To Heal the Sick
Our readings this Sunday present us with suffering that is brought on by human weakness, frailty and sickness. Jesus has been sent by the Father to lead us into an abundant life. Sickness and illness are obstacles to this abundant life and stand in the way of Jesus’ mission to reveal the tender mercy of God and preach the good news of salvation. Wherever Jesus encounters sickness he immediately begins healing, to restore people to freedom and wholeness and to reunite them with the community and with their loved ones.
When we are sick we often are isolated from others and begin to feel alone and abandoned. The little things that we were able to do so easily in the past now become a struggle for us and it seems that we have been consigned to constant struggle in our lives. Life itself becomes a burden to us and it seems like we are never going to experience happiness again. Job reminds us of this condition of human weakness, sickness and suffering.
In our gospel we find all of the world of sickness and brokenness gathering at the door of Jesus’ home and he cures many of them and drives out the demons from those who are possessed.

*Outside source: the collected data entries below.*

PR #405, opened 2019-09-09
Add queue-related prometheus metrics

pietroalbini:
This adds the `docsrs_queued_crates_count` and `docsrs_failed_crates_count` prometheus metrics to docs.rs, exposed in the `/about/metrics` page. Those metrics will be helpful to setup alerting based on the state of the queue.

I chose `/about/metrics` for the URL as it doesn't clash with any current of future crate (`/about` is reserved anyway), but other suggestions are welcome.

r? @Mark-Simulacrum


Mark-Simulacrum:
Looks good to me, feel free to merge when ready.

Liberation from sin and death begins with liberation from our human weaknesses and frailties and continues on in the sacraments of penance and reconciliation to heal the lacerations of the soul caused by sin. Jesus has been sent into the world to bring the healing of God’s love and to restore human persons to their dignity and the joy of communion.

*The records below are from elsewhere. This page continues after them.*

PR #406, opened 2019-09-09
metrics: actually return a 200 status code

pietroalbini:
For whatever reason the page is returning a 404 status code at the
moment. I haven't found exactly why, but this forces the status code on
that page to be 200 when metrics are returned.

r? @Mark-Simulacrum

### DIFF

Pope Benedict sent a message to the Church on the World Day of the Sick: “From a reading of the Gospels it emerges clearly that Jesus always showed special concern for sick people. He not only sent out his disciples to tend their wounds (cf. Mt 10:8; Lk 9:2; 10:9) but also instituted for them a specific sacrament: the Anointing of the Sick. The Letter of James attests to the presence of this sacramental act already in the first Christian community (cf. 5:14-16): by the Anointing of the Sick, accompanied by the prayer of the elders, the whole of the Church commends the sick to the suffering and glorified Lord so that he may alleviate their sufferings and save them; indeed she exhorts them to unite themselves spiritually to the passion and death of Christ so as to contribute thereby to the good of the People of God.

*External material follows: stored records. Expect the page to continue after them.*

PR #407, opened 2019-09-13
Switch to rustwide for sandboxing

pietroalbini:
This PR replaces the whole sandboxing and build system with [rustwide](https://github.com/rust-lang/rustwide) (Crater's build system extracted into a library). The practical effects of this are:

* The build environment will be the same as Crater.
* Docker is used instead of LXC to sandbox the builds.
* Nightlies are updated every day automatically.
* There is less reliance on Cargo as a library.

Because this will change the sandbox some crates will be broken. I'll write a post for blog.rust-lang.org explaining the changes in the next few days.

This is ready for review, but there are things that needs to be done before this can be deployed:

* [x] Switch this PR to use a crates.io release of rustwide: at the moment this is pointing to the git repository directly, and I want to cut a 0.3.0 release just before this is ready to land.
* [x] ~~[Align the rustwide build environment with the current chroot](https://github.com/rust-lang/crates-build-env/issues/18)~~
* [x] ~~Write a blog post explaining the sandboxing changes~~ https://github.com/rust-lang/blog.rust-lang.org/pull/403

r? @QuietMisdreavus 
cc @Mark-Simulacrum @onur


pietroalbini:
It *should* be possible to review this commit-by-commit.

src/db/add_package.rs
```diff
@@ -159,13 +158,12 @@ pub fn add_package_into_database(conn: &Connection,
         if let Some(versions_array) = versions.as_array_mut() {
             let mut found = false;
             for version in versions_array.clone() {
-                if &semver::Version::parse(version.as_string().unwrap()).unwrap() ==
-                   pkg.manifest().version() {
+                if version.as_string().unwrap() == metadata_pkg.version {
```
Mark-Simulacrum: hm so semver equality is not quite the same as string equality IIRC, so maybe this does need to parse?

src/docbuilder/limits.rs
```diff
@@ -0,0 +1,97 @@
...
+        res.insert("Available RAM".into(), size_scale(self.memory));
+        res.insert(
+            "Maximum rustdoc execution time".into(),
+            time_scale(self.timeout.as_secs() as usize),
+        );
+        res.insert("Maximum size of a build log".into(), size_scale(self.max_log_size));
+        if self.networking {
+            res.insert("Network access".into(), "allowed".into());
+        } else {
+            res.insert("Network access".into(), "blocked".into());
```
Mark-Simulacrum: All of the keys here are `&str` and that seems like it'll be true indefinitely, so maybe `BTreeMap<&'static str, String>` might make some sense?

src/docbuilder/rustwide_builder.rs
```diff
@@ -61,6 +52,9 @@ static ESSENTIAL_FILES_UNVERSIONED: &[&str] = &[
     "SourceSerifPro-It.ttf.woff",
 ];
 
+static DUMMY_CRATE_NAME: &str = "acme-client";
```
Mark-Simulacrum: Uh, could we choose a less... likely to exist dummy crate? Maybe use a rustc-dep-of-std dep which is ~guaranteed empty?

Looking at the code maybe we just want a `Limit::default()`

Mark-Simulacrum:
I would like to also not have a "number of lines" limit since that seems needless, we have a limit on how many bytes you're emitting which is all we should care about presumably?

src/docbuilder/limits.rs
pietroalbini: Heh, that's what I originally tried.

`rustc-serialize`'s [ToJson](https://docs.rs/rustc-serialize/0.3.24/rustc_serialize/json/trait.ToJson.html) is implemented for `BTreeMap<String, T>` but not `BTreeMap<&str, T>`, so this isn't really actionable without switching to serde (and changing this to serde would require a switch at least for all the frontend).

src/utils/build_doc_rustwide.rs
```diff
@@ -11,6 +11,10 @@ use std::path::Path;
 use utils::{parse_rustc_version, resolve_deps};
 use Metadata;
 
+// TODO: 1GB might not be enough
+const SANDBOX_MEMORY_LIMIT: usize = 1024 * 1025 * 1024; // 1GB
+const SANDBOX_NETWORKING: bool = false;
```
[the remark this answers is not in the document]
pietroalbini: This isn't here in the following commits, are there similar concerns with the new code?

src/docbuilder/rustwide_builder.rs
pietroalbini: > Looking at the code maybe we just want a Limit::default()

The dummy crate is not used just for limits, it's actually built to then capture the essential files after the toolchain is updated (those constants are used a few lines below to create the `Crate` struct.

> Uh, could we choose a less... likely to exist dummy crate? Maybe use a rustc-dep-of-std dep which is ~guaranteed empty?

I just ported the crate name from the old code :sweat_smile: 

The crate actually exists but in version `0.0.0` is empty, so we're basically building an empty crate to then extract the essential files.

pietroalbini:
> I would like to also not have a "number of lines" limit since that seems needless, we have a limit on how many bytes you're emitting which is all we should care about presumably?

Already removed it.

src/docbuilder/limits.rs
```diff
@@ -0,0 +1,97 @@
+use error::Result;
+use postgres::Connection;
+use std::collections::BTreeMap;
+use std::time::Duration;
+
+const DEFAULT_MEMORY_LIMIT: usize = 3 * 1024 * 1024 * 1024; // 3 GB
+const DEFAULT_TIMEOUT: Duration = Duration::from_secs(15 * 60); // 15 minutes
+const DEFAULT_NETWORKING: bool = false;
```
Mark-Simulacrum: Is it useful to have these separate from the default impl?

pietroalbini: Mostly because it's easier to see and change them when looking at the file. I don't care too much about them being there.

pietroalbini:
Addressed all of Mark's review comments.

pietroalbini:
Updated the rustwide's build environment with the list of crates installed in the current container and [wrote a draft of the blog post announcing the changes](https://github.com/rust-lang/blog.rust-lang.org/pull/403).

pietroalbini:
Also created https://github.com/rust-lang/docs.rs/pull/409 to properly alert docs.rs users of the changes in this PR.

src/bin/cratesfyi.rs
```diff
@@ -308,5 +309,6 @@ fn logger_init() {
                 record.args())
     });
     builder.parse(&env::var("RUST_LOG").unwrap_or("cratesfyi=info".to_owned()));
-    builder.init();
+
+    rustwide::logging::init_with(builder.build());
```
QuietMisdreavus: I'm assuming this initializes the global logger as well? I want to make sure we can still depend on the docs-rs log itself, since this replaced the `init` line.

pietroalbini: Yeah, rustwide's logging wraps another logger (docs.rs's env_logger in this case): it processes the records and then it forwards them to the wrapped logger.

src/docbuilder/rustwide_builder.rs
```diff
@@ -0,0 +1,459 @@
...
+    "i686-apple-darwin",
+    "i686-pc-windows-msvc",
+    "i686-unknown-linux-gnu",
+    "x86_64-apple-darwin",
+    "x86_64-pc-windows-msvc",
+    "x86_64-unknown-linux-gnu",
+];
+static DEFAULT_TARGET: &str = "x86_64-unknown-linux-gnu";
+
+static ESSENTIAL_FILES_VERSIONED: &[&str] = &[
```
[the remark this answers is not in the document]
Mark-Simulacrum: I continue to believe this is not that necessary for this to land; this is a good issue to file for something we need to do, but we've not added such a file in a relatively long time to rustdoc and we can add a comment to rustdoc saying "go ping docs.rs folks if you add a file here".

This sacrament leads us to contemplate the double mystery of the Mount of Olives, where Jesus found himself dramatically confronted by the path indicated to him by the Father, that of his Passion, the supreme act of love; and he accepted it. In that hour of tribulation, he is the mediator, “bearing in himself, taking upon himself the sufferings and passion of the world, transforming it into a cry to God, bringing it before the eyes and into the hands of God and thus truly bringing it to the moment of redemption”. But “the Garden of Olives is also the place from which he ascended to the Father, and is therefore the place of redemption … This double mystery of the Mount of Olives is also always ‘at work’ within the Church’s sacramental oil … the sign of God’s goodness reaching out to touch us”.
In the Anointing of the Sick, the sacramental matter of the oil is offered to us, so to speak, “as God’s medicine … which now assures us of his goodness, offering us strength and consolation, yet at the same time points beyond the moment of the illness towards the definitive healing, the resurrection (cf. Jas 5:14)”… As regards the “sacraments of healing”, Saint Augustine affirms: “God heals all your infirmities. Do not be afraid, therefore, all your infirmities will be healed … You must only allow him to cure you and you must not reject his hands”. These are precious instruments of God’s grace which help a sick person to conform himself or herself ever more fully to the mystery of the death and resurrection of Christ…To Mary, Mother of Mercy and Health of the Sick, we raise our trusting gaze and our prayer; may her maternal compassion, manifested as she stood beside her dying Son on the Cross, accompany and sustain the faith and the hope of every sick and suffering person on the journey of healing for the wounds of body and spirit!”